Algunas personas a su alrededor se tensaron, pero Anais no se inmutó.

—¡Ja, ja!

Bueno, hay diferencias evidentes entre ellos, ¿verdad?

Los jugadores son compañeros honestos.

Por otro lado, los antagonistas esconden demasiado.

Por ejemplo, su objetivo principal.

Su meta no puede ser solo purgar jugadores de nuestro mundo.

Ustedes dos y sus pequeñas mentes no pueden comprender eso.

Probablemente fueron seducidos por la fuerza de los antagonistas y sus maneras de mantener eventos.

¿Les ofrecieron a ustedes dos la conquista del continente?

Tiene que ser eso.

De lo contrario, no habrían pasado por alto este simple detalle.

Dañan a semi-humanos y humanos de nuestro mundo.

Han conquistado tres reinos, esclavizando y alimentándose de sus miedos.

Solo los mantienen con vida para un impulso, alimentándose de ellos como demonios.

Cualquiera puede convertirse en su comida.

En conclusión, los antagonistas no pueden ser nuestros amigos, porque el miedo brota en cada corazón, sin importar la raza.

Somos todos iguales —explicó Anais con una expresión recta y confiada, mirando fuera del mundo.

Sin embargo, Botolf no aceptó su razonamiento.

—¡No somos iguales!

—gritó Botolf, su cuerpo creciendo en tamaño.

Se acercó más a sus características bestiales.

Su piel se volvió gris, sus músculos más pesados, y sus orejas anchas, aleteando mientras el maná bestial giraba a su alrededor.

Cargó como un toro salvaje, su puño apuntando a la hermosa cara de Anais.

La dama sonrió, sin moverse.

Su gente gritó con preocupación en sus voces, pero Anais simplemente esperó a que el hombre elefante se acercara.

Y cuando lo hizo, sus colas de zorro se deslizaron fuera de la silla en la que había estado sentada.

Solo tres colas salieron, sus puntas bloqueando el puño.

—Bestia asnal.

De vuelta al circo —entrecerró los ojos Anais, mirando al hombre.

¡GOLPE!

—¡Ugh!

—Botolf sintió una inmensa fuerza proveniente de las colas esponjosas, empujándolo hacia atrás.

Antes de darse cuenta, su cuerpo voló como una estrella fugaz que cae, aterrizando fuertemente en la pared de telaraña blanca.

Su peso y la fuerza detrás del golpe de cola eran tan poderosos que la pared se rompió, expulsando al rey elefante de la reunión.

—Diablos —susurró el rey hormiga, utilizando sus antenas para llamar a su gente.

Y mientras Botolf yacía en el suelo con la boca llena de sangre saliendo de sus labios, la gente de Clem inició su plan.

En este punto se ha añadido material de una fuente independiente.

PR #473, opened 2022-11-01
Fix issue with shifting icons in Navigator

dobromir-hristov:
Bug/issue #, if applicable: 101679521

## Summary

This fixes issues with Navigator icons when loaded from remote servers. 

## Dependencies

NA

## Testing

Steps:
1. Assert that overloaded icons look OK in both Navigator and Cards from `@Links` directive

## Checklist

- [x] Added tests

### DIFF
--- a/src/components/Navigator/NavigatorCardItem.vue
+++ b/src/components/Navigator/NavigatorCardItem.vue
@@ -51,6 +51,7 @@
         :key="item.uid"
         :type="item.type"
         :image-override="item.icon ? navigatorReferences[item.icon] : null"
+        :shouldCalculateOptimalWidth="false"
         :class="className"
       />
       <span
--- a/src/components/Navigator/NavigatorCardItem.vue
+++ b/src/components/Navigator/NavigatorCardItem.vue
@@ -48,6 +48,7 @@
     <template #navigator-icon="{ className }">
       <TopicTypeIcon
         v-if="!apiChange"
+        :key="item.uid"
         :type="item.type"
         :image-override="item.icon ? navigatorReferences[item.icon] : null"
         :class="className"
--- a/src/components/OverridableAsset.vue
+++ b/src/components/OverridableAsset.vue
@@ -8,7 +8,7 @@
   See https://swift.org/CONTRIBUTORS.txt for Swift project authors
 -->
 <template>
-  <ImageAsset v-if="shouldUseAsset" :variants="variants" />
+  <ImageAsset v-if="shouldUseAsset" :variants="variants" :loading="null" />
   <SVGIcon v-else :icon-url="iconUrl" :themeId="themeId" />
 </template>
 <script>
--- a/src/components/OverridableAsset.vue
+++ b/src/components/OverridableAsset.vue
@@ -8,7 +8,10 @@
   See https://swift.org/CONTRIBUTORS.txt for Swift project authors
 -->
 <template>
-  <ImageAsset v-if="shouldUseAsset" :variants="variants" :loading="null" />
+  <ImageAsset
+    v-if="shouldUseAsset"
+    v-bind="{ variants, loading: null, shouldCalculateOptimalWidth }"
+  />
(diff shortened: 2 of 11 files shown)


src/components/OverridableAsset.vue
```diff
@@ -8,7 +8,7 @@
   See https://swift.org/CONTRIBUTORS.txt for Swift project authors
 -->
 <template>
-  <ImageAsset v-if="shouldUseAsset" :variants="variants" />
+  <ImageAsset v-if="shouldUseAsset" :variants="variants" :loading="null" />
```
mportiz08, line 11: This change didn't have a noticeable impact on the rendering for me—I'm still seeing the visual flicker when scrolling the sidebar quickly when there are many items with custom icons.

Looking closer at this, I think that the actual flicker/shift happens when the logic for calculating the optimal width for the `` tag happens here: https://github.com/apple/swift-docc-render/blob/881b0a551e544384f69690dfd26b9abcd457ecb8/src/components/ImageAsset.vue#L179

Since the design of the sidebar dictates the size of the icons for this particular part of the UI, I'm wondering if this could be fixed by simply enforcing a fixed width for overwritten icons (using the img tag) in the sidebar—that should prevent that logic from needing to happen asynchronously and fix the shifting issue maybe?

mportiz08 (changes requested):

src/components/OverridableAsset.vue
dobromir-hristov: I saw two issues, one is flickering, the other is shifting of size.

Once I added that `flex: 1` to the `picture` it fixed the size shifting and the flicker got removed from the `loading=null` thing.

I will do more testing today.

src/components/Navigator/NavigatorCardItem.vue
```diff
@@ -48,6 +48,7 @@
     <template #navigator-icon="{ className }">
       <TopicTypeIcon
         v-if="!apiChange"
+        :key="item.uid"
```
dobromir-hristov, line 51: @mportiz08 i think this was the "key" lol...

dobromir-hristov:
OK I think it works fine now. Images are loaded with a bit of a pause if remote, but once cached, they are instant.

src/components/OverridableAsset.vue
mportiz08: The shifting of size issue has been fixed with the latest change to add the `key`.

I'm still seeing an initial flicker as each distinct icon loads when its parent sidebar item is disclosed. Do you think there's anything else we can do to minimize that?

I'm still curious if maybe there's an easy way to avoid calculating the sizes of each image when we already know that they're going to be a certain size in this part of the UI. Could that calculation be causing the first load flicker or is it unavoidable without preloading the images? Looking closer, I'm actually seeing an error for that logic for each icon—maybe it doesn't even work well with SVG assets...

src/components/OverridableAsset.vue
```diff
@@ -8,7 +8,10 @@
   See https://swift.org/CONTRIBUTORS.txt for Swift project authors
 -->
 <template>
-  <ImageAsset v-if="shouldUseAsset" :variants="variants" />
+  <ImageAsset
+    v-if="shouldUseAsset"
+    v-bind="{ variants, loading: null, shouldCalculateOptimalWidth }"
```
mportiz08, line 13: I'm not 100% convinced that the `loading` override is needed since the assets are still being loaded asynchronously for the first time when the nav containing them is expanded anyway, but I haven't done enough testing to say for sure.

mportiz08 (approved):
Things look good to me.

There isn't any shifting anymore and there are no errors from attempting to asynchronously calculate the image sizes.

There is some minimal lag for the images to load for the first time as nav items are disclosed, however it isn't possible to eliminate this completely if the assets are remote—this should be able to be optimized through efficient asset requests with caching, etc.

dobromir-hristov:
@swift-ci test

PR #474, opened 2022-11-01
Fix issue with Navigator closing sibling trees

dobromir-hristov:
Bug/issue #, if applicable: 101803433

## Summary

Fixes an issue where the navigator is closing sibling trees. This is happening because of extra computed property re-calculations, from the recent PR - #396 

The exact cause of the problem is that computed properties re-calculate themselves and all depending computeds and render functions, when any of the dependencies in the chain change.

In our case, the `technology` passed to the `NavigatorDataProvider` changes on each page navigation, even though its the same object visually, it is not the same Object reference. 

This was not such a problem before, because we used to just find the Technology with the children from the already fetched navigator data set, and that object actually never changes. The `technology` on the DocumentationTopic however does change on each page nav, because we change the RenderJSON.

This was causing the flattenedChildren to get recreated on every single page navigation, causing headaches down the line.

Toda la capital temblaba como si el suelo debajo de ellos se estuviera agrietando.

—Rápido y eficiente, ¿verdad?

—se levantó Anais, mirando a Alex.

Alex se sonrojó, sintiendo que su corazón saltaba un latido, porque la hermosa dama aludía a sus palabras previas, claramente reconociéndolo.

Su belleza era deslumbrante, pero su actuación fue suficiente para encantar a un hombre con cuatro esposas.

Después de reírse de la reacción inocente de Alex, Anais barrió el aire con su mano.

—Estamos en el territorio de la Araña Blanca, pero las hormigas son sus vecinas.

Deben haber estado preparándose para aplastar toda la capital desde hace tiempo.

Únanse con las Arañas Blancas, al menos tengan una de ellas en sus grupos.

¡Esclavicen a todos los demonios hambrientos sin dejarlos reaparecer!

—tomó el mando, organizando a los semi-humanos sin importar su raza.

Nestor y otros reyes coincidieron con sus palabras.

—Clem ya ha escapado.

—Miren hacia adelante —respondió Yumia, mirando el agujero que el cuerpo del elefante había hecho.

Aquí, todos vieron un ejército de demonios de ojos rojos invadiendo la zona.